▶ **Task objective**
Within the entries below, find each line containing the word "user" and copy it.
········
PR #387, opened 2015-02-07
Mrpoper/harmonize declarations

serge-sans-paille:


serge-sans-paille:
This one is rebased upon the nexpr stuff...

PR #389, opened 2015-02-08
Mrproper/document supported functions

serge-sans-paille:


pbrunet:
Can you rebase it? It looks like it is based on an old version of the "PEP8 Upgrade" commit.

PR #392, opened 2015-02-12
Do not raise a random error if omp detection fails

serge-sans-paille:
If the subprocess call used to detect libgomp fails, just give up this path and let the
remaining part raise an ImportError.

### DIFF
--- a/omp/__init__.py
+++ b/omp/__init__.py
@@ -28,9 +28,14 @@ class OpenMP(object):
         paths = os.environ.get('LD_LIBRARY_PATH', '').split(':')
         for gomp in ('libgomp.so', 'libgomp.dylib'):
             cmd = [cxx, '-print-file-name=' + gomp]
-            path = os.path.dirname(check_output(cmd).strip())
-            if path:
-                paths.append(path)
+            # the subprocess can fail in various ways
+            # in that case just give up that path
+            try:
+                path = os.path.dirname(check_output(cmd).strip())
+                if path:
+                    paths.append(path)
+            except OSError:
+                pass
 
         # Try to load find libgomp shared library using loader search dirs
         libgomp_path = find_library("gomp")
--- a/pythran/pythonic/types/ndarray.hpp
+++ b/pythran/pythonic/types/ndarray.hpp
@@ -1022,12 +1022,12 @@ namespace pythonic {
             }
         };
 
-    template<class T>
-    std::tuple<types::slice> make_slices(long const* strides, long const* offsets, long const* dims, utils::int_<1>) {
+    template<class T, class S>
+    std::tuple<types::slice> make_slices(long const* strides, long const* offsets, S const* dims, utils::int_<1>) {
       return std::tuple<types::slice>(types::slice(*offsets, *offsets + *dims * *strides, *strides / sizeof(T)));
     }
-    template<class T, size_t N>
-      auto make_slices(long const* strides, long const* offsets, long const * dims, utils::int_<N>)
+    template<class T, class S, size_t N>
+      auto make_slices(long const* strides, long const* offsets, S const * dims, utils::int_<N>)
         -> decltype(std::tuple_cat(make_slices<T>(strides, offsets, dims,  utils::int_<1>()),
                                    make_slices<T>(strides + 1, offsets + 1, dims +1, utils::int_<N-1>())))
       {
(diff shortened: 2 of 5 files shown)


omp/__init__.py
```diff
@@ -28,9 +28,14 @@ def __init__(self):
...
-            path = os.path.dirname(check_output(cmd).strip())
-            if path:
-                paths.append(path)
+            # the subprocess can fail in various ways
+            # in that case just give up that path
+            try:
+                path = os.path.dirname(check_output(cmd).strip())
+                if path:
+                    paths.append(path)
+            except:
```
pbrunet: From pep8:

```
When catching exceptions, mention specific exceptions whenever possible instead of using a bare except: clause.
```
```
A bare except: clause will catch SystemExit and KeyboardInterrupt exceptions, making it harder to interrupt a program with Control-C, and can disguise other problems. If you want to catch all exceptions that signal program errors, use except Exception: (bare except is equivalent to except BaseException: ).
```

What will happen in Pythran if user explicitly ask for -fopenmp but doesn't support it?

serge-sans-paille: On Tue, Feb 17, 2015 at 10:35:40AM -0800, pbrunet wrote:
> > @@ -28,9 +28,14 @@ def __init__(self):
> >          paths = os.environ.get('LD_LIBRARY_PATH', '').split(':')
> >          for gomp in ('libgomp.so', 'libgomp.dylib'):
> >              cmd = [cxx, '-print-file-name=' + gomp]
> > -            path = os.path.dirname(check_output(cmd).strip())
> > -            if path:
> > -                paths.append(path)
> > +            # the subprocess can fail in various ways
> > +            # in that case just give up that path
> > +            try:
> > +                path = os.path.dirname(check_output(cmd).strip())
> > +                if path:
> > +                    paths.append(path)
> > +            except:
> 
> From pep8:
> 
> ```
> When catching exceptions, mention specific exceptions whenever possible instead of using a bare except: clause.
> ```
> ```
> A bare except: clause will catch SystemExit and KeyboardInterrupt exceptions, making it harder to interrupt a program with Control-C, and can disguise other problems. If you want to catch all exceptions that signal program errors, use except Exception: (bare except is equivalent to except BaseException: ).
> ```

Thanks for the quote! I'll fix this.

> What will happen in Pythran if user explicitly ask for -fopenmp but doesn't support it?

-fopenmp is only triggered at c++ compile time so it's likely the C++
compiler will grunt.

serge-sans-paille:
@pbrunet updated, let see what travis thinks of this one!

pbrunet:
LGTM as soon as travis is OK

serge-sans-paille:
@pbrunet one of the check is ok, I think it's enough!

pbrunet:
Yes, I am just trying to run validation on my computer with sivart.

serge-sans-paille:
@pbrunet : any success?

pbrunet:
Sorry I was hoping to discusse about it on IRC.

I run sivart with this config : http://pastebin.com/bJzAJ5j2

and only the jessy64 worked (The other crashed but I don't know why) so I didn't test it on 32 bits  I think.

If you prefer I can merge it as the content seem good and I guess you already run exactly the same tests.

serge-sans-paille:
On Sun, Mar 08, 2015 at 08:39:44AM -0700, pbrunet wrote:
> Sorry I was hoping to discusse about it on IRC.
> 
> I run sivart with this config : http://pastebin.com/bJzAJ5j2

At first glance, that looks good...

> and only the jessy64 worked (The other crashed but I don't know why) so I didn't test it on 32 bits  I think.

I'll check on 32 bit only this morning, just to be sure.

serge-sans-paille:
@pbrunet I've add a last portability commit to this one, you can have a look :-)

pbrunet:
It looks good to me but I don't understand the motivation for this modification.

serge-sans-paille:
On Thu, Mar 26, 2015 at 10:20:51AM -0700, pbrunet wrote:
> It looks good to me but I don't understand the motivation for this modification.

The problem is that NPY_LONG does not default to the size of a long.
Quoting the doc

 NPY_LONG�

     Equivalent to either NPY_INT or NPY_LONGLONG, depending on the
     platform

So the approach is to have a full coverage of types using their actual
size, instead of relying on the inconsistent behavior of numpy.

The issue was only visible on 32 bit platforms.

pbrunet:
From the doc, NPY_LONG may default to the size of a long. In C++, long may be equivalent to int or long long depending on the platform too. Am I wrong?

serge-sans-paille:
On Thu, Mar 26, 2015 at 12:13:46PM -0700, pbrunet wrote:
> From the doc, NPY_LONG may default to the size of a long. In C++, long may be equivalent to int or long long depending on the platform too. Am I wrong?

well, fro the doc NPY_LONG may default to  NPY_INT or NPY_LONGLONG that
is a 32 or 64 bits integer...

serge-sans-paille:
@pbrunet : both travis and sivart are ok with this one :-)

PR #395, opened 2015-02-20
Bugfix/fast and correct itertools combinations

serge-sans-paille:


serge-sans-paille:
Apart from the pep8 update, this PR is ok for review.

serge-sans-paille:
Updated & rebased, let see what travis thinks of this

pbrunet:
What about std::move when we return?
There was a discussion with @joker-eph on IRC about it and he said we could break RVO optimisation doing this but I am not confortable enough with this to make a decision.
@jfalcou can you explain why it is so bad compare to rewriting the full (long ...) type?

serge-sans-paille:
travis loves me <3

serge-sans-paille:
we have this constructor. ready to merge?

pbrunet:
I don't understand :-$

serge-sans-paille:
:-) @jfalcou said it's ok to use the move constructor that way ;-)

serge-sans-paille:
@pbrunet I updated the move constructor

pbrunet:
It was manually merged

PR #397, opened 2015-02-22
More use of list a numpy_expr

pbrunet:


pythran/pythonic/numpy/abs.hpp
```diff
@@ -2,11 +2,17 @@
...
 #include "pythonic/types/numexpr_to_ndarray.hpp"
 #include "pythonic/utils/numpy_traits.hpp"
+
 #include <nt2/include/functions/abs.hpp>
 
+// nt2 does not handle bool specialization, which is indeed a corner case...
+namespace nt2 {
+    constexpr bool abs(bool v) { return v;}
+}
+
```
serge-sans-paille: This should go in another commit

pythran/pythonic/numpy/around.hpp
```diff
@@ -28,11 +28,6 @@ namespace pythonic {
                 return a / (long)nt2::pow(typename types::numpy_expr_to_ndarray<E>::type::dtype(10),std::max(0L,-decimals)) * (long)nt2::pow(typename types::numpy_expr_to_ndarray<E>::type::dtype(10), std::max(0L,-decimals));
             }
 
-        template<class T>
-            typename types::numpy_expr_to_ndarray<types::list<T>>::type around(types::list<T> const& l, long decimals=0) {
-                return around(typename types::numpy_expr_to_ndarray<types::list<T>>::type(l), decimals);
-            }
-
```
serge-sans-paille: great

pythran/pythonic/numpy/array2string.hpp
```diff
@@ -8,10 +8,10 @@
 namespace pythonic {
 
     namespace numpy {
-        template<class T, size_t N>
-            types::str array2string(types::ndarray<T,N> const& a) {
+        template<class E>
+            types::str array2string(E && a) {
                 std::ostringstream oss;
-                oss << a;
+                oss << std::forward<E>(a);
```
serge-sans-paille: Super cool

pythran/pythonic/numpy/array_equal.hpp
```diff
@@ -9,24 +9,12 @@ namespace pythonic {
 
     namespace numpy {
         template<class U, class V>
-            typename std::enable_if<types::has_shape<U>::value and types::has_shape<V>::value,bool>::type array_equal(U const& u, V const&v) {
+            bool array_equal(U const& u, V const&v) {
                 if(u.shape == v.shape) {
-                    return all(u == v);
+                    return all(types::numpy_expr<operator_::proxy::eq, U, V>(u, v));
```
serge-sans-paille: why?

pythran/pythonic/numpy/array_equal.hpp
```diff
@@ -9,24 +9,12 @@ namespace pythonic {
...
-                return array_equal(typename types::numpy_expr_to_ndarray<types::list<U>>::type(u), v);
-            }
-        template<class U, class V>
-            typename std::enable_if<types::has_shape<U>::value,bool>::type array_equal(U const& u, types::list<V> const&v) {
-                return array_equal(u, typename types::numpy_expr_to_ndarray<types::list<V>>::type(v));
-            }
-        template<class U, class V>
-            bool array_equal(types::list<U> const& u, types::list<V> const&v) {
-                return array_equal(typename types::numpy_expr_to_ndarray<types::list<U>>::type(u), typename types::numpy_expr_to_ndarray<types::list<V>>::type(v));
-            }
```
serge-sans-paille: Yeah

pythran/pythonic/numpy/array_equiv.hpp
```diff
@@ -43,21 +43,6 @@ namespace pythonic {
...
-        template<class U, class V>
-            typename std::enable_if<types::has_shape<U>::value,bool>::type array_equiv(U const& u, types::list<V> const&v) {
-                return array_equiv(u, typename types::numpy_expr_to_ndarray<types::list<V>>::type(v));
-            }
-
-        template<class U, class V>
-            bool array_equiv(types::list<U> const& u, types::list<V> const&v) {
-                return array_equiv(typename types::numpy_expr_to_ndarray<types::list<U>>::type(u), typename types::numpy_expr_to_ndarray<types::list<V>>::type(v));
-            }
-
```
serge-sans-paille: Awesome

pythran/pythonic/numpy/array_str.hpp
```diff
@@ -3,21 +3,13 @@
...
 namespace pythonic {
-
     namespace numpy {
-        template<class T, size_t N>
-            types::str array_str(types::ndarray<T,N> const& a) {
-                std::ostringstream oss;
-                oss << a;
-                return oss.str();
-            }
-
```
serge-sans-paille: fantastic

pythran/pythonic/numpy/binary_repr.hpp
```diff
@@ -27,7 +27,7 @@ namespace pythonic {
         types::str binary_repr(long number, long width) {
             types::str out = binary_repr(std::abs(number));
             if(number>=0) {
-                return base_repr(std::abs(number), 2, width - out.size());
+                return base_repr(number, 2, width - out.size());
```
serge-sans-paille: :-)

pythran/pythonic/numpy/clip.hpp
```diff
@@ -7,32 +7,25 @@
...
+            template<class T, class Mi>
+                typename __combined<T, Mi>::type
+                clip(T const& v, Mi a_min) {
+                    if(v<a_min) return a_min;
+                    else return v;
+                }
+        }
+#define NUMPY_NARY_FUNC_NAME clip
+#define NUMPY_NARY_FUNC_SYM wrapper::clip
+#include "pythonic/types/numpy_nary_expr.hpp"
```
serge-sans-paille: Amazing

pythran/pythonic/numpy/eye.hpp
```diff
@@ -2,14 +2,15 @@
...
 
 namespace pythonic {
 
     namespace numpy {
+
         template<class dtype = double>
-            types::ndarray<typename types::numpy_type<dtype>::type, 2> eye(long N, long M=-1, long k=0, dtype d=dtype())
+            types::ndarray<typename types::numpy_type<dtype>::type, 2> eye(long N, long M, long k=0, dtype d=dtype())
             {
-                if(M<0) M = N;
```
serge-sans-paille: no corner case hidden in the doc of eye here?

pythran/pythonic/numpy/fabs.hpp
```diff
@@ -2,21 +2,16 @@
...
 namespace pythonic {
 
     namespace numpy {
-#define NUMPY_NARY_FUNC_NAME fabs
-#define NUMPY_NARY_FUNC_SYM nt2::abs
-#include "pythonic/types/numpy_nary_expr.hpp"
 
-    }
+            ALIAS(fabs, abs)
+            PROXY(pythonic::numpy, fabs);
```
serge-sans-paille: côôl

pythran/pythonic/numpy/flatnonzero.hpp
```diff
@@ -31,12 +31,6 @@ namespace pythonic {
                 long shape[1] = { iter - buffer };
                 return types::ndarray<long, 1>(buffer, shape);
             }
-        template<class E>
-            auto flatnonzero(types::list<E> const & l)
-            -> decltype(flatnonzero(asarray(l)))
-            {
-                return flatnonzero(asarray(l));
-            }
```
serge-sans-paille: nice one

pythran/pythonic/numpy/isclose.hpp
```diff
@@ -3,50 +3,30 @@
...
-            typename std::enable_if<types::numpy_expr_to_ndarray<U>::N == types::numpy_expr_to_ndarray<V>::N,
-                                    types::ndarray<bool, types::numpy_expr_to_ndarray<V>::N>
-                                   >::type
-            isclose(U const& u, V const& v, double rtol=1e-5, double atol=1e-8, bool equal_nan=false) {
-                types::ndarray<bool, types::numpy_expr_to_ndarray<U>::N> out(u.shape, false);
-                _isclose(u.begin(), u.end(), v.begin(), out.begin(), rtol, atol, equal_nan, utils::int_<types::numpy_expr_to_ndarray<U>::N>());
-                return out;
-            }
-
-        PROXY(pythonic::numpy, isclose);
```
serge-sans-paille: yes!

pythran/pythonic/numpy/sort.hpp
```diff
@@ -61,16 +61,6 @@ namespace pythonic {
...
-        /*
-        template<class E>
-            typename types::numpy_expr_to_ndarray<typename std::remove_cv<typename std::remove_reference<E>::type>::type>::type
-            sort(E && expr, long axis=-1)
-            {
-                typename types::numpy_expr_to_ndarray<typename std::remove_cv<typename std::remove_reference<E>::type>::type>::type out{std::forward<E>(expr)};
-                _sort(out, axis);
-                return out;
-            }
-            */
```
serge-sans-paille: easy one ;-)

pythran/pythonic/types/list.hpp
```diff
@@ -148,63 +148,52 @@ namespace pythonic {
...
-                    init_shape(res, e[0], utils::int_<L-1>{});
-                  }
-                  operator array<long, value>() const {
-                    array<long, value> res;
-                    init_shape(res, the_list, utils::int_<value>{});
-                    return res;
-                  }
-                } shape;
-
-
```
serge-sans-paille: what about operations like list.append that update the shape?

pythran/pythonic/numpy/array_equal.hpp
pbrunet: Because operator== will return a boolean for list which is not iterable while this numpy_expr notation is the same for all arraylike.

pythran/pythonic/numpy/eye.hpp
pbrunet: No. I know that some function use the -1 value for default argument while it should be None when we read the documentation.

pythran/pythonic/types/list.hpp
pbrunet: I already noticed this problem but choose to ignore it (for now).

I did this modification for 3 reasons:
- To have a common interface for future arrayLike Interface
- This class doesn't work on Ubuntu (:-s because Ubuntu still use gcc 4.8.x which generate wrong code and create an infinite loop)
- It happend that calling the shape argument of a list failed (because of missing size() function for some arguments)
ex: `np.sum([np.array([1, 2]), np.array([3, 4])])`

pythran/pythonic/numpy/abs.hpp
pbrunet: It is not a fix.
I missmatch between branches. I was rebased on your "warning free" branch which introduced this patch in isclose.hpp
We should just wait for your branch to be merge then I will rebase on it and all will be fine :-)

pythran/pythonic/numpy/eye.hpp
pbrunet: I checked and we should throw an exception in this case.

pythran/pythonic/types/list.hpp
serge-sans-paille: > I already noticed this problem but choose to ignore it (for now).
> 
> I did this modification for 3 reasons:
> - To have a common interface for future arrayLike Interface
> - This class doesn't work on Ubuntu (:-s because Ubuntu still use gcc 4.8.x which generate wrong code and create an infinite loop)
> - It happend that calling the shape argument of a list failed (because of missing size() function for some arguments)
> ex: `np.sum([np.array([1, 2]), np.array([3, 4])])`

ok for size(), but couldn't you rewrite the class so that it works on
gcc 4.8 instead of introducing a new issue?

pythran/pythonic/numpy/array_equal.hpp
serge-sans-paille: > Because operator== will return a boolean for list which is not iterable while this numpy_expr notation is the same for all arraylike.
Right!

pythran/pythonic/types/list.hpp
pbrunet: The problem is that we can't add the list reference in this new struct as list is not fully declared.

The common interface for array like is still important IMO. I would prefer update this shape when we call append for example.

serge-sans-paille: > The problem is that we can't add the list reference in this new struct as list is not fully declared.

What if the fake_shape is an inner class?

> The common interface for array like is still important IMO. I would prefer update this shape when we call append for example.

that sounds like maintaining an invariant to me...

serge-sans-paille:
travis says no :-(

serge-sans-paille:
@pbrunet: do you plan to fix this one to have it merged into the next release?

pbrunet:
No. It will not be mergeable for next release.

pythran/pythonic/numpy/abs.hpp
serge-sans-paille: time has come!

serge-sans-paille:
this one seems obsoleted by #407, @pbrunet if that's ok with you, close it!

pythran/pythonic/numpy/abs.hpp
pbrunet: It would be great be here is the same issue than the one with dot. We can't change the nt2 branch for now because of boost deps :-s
········
▶ **Finished task**
What will happen in Pythran if user explicitly ask for -fopenmp but doesn't support it?
> What will happen in Pythran if user explicitly ask for -fopenmp but doesn't support it?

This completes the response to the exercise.